EXERCISE INSTRUCTIONS
For the word "expected", report how many lines of the records below contain it, and nothing more.

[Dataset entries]
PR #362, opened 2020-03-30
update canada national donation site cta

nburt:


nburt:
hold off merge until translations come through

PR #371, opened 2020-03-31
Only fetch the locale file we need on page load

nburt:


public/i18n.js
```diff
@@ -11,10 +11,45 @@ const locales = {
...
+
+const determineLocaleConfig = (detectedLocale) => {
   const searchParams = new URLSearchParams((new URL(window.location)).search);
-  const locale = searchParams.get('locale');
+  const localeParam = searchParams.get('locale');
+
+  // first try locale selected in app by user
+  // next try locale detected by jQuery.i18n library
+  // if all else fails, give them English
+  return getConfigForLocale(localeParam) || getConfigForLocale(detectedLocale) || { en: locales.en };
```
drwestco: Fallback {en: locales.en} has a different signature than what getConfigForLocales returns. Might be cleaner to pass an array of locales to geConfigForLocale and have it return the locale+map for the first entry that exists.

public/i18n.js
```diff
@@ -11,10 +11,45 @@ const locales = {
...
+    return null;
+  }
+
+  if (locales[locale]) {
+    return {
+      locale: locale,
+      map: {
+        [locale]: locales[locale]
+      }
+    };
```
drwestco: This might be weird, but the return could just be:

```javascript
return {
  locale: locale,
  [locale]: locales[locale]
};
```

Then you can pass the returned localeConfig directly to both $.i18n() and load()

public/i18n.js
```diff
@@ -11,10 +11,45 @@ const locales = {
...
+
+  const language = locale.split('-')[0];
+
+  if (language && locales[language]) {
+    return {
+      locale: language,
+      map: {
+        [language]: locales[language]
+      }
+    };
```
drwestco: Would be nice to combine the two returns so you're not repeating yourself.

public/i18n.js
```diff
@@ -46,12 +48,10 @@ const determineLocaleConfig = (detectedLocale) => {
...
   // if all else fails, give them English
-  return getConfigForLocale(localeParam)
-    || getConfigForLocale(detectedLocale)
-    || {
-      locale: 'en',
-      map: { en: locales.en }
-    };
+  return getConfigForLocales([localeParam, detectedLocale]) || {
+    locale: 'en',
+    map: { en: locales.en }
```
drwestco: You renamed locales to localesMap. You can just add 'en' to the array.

---

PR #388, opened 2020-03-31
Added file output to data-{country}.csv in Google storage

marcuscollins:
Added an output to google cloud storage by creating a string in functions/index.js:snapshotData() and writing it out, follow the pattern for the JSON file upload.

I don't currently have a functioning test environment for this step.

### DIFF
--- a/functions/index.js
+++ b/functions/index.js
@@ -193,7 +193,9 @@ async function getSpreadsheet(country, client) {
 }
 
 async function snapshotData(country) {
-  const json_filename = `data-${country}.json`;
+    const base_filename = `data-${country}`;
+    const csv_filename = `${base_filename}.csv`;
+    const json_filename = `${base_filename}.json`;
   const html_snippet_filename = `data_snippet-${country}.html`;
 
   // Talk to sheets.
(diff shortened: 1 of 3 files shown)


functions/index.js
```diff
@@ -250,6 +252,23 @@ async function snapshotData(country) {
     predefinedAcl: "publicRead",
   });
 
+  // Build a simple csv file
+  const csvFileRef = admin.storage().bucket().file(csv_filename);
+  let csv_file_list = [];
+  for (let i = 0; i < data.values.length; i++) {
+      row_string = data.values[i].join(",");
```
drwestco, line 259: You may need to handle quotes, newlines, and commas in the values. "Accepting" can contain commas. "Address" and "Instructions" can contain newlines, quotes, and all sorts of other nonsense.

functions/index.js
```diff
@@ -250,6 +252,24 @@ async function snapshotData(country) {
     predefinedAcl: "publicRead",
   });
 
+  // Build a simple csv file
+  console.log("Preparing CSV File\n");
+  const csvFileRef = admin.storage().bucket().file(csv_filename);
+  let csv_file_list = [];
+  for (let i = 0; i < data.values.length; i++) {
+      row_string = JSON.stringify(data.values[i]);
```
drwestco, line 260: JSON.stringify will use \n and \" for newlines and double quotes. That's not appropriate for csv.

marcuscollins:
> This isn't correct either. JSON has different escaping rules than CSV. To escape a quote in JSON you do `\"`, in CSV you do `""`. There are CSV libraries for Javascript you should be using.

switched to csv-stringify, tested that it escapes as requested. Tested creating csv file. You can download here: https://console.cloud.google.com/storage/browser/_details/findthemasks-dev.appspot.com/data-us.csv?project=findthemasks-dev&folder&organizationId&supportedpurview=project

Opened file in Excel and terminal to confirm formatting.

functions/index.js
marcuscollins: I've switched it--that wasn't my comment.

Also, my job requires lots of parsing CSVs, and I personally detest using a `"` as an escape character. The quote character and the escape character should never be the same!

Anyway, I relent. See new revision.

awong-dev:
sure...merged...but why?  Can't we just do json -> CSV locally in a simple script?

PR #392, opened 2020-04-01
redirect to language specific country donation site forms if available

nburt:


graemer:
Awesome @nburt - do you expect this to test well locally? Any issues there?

...

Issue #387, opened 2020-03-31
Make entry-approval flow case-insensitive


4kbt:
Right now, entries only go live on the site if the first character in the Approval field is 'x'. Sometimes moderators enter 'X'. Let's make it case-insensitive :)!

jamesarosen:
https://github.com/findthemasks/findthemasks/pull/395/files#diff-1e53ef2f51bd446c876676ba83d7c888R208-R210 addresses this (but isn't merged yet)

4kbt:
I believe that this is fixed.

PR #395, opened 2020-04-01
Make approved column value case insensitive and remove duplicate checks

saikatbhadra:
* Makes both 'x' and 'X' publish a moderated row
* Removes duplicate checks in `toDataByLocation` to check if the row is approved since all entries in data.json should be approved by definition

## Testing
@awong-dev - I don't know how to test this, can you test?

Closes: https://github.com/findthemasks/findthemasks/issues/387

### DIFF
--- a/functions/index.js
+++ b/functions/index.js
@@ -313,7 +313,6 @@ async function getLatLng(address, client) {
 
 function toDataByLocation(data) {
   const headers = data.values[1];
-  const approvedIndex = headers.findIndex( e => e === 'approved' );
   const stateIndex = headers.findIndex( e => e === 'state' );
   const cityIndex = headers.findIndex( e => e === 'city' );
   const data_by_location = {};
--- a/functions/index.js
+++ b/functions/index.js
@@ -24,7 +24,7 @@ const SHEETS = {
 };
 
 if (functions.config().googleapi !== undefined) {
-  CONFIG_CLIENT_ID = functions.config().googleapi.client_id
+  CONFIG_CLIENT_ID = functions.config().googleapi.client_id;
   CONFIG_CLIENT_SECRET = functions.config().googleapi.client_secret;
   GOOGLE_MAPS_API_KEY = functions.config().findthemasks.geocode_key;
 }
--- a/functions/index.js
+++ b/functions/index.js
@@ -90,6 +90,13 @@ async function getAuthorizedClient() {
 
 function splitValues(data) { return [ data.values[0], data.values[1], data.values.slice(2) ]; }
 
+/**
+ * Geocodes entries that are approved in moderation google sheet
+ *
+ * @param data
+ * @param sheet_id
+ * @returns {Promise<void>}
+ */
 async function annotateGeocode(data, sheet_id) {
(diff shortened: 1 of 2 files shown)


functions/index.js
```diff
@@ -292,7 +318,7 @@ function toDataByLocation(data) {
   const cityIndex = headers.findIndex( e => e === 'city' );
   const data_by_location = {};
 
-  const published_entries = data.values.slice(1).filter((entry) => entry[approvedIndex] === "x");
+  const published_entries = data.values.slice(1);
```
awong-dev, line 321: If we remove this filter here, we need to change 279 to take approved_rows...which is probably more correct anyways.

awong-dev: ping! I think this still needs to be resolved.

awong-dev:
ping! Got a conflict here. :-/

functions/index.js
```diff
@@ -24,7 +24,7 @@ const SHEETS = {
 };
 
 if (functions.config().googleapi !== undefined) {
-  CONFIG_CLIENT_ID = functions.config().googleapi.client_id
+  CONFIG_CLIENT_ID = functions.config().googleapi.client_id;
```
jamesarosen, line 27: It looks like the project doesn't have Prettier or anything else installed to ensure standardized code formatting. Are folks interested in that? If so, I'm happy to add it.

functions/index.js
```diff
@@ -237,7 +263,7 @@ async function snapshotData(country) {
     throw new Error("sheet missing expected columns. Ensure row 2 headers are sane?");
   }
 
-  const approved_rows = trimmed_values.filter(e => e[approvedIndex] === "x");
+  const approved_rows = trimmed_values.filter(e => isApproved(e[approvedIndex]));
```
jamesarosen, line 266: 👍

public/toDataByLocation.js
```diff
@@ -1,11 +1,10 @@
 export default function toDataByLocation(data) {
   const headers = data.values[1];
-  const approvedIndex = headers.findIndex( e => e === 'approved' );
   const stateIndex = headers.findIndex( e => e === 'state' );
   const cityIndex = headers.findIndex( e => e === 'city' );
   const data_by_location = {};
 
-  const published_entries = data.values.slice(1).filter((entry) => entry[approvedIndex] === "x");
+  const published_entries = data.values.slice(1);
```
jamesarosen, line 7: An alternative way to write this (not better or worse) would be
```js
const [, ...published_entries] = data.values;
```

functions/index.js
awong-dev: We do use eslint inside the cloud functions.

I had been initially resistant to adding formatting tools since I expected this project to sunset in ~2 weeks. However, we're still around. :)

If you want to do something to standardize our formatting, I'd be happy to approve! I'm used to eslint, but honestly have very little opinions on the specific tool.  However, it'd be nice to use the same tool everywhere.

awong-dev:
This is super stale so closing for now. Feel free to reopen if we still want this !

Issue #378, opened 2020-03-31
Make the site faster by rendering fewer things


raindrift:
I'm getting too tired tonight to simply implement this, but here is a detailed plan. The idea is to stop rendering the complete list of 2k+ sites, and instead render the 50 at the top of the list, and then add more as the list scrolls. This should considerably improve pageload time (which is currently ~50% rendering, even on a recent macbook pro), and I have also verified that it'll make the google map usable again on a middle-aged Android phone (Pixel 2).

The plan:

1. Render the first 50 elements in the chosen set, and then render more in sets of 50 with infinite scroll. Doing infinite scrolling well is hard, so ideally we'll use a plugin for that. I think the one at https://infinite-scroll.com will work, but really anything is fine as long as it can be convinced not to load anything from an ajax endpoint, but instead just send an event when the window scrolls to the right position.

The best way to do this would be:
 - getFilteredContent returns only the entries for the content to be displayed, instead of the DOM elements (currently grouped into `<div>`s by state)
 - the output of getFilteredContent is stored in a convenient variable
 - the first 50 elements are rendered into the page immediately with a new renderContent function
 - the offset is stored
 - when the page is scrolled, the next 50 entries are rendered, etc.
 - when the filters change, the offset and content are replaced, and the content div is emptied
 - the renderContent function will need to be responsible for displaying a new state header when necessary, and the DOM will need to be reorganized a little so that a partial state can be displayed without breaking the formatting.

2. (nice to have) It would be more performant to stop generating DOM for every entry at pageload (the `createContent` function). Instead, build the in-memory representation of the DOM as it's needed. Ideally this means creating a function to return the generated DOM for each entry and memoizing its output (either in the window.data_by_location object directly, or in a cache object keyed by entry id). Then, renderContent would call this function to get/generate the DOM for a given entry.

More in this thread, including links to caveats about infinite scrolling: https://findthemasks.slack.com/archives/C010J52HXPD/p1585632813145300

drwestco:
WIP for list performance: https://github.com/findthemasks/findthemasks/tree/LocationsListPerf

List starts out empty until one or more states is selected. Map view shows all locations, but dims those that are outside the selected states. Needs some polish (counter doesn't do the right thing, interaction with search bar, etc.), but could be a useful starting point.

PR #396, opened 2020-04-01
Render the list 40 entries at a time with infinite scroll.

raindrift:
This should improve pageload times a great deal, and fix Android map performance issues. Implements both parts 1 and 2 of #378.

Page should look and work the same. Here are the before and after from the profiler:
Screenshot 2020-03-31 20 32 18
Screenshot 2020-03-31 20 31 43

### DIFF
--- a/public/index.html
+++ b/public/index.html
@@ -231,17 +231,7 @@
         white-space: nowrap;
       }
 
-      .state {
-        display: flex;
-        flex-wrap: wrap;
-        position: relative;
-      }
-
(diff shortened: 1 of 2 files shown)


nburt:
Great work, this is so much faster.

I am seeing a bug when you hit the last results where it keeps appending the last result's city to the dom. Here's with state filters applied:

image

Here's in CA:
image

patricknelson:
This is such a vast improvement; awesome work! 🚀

FINISHED EXERCISE
2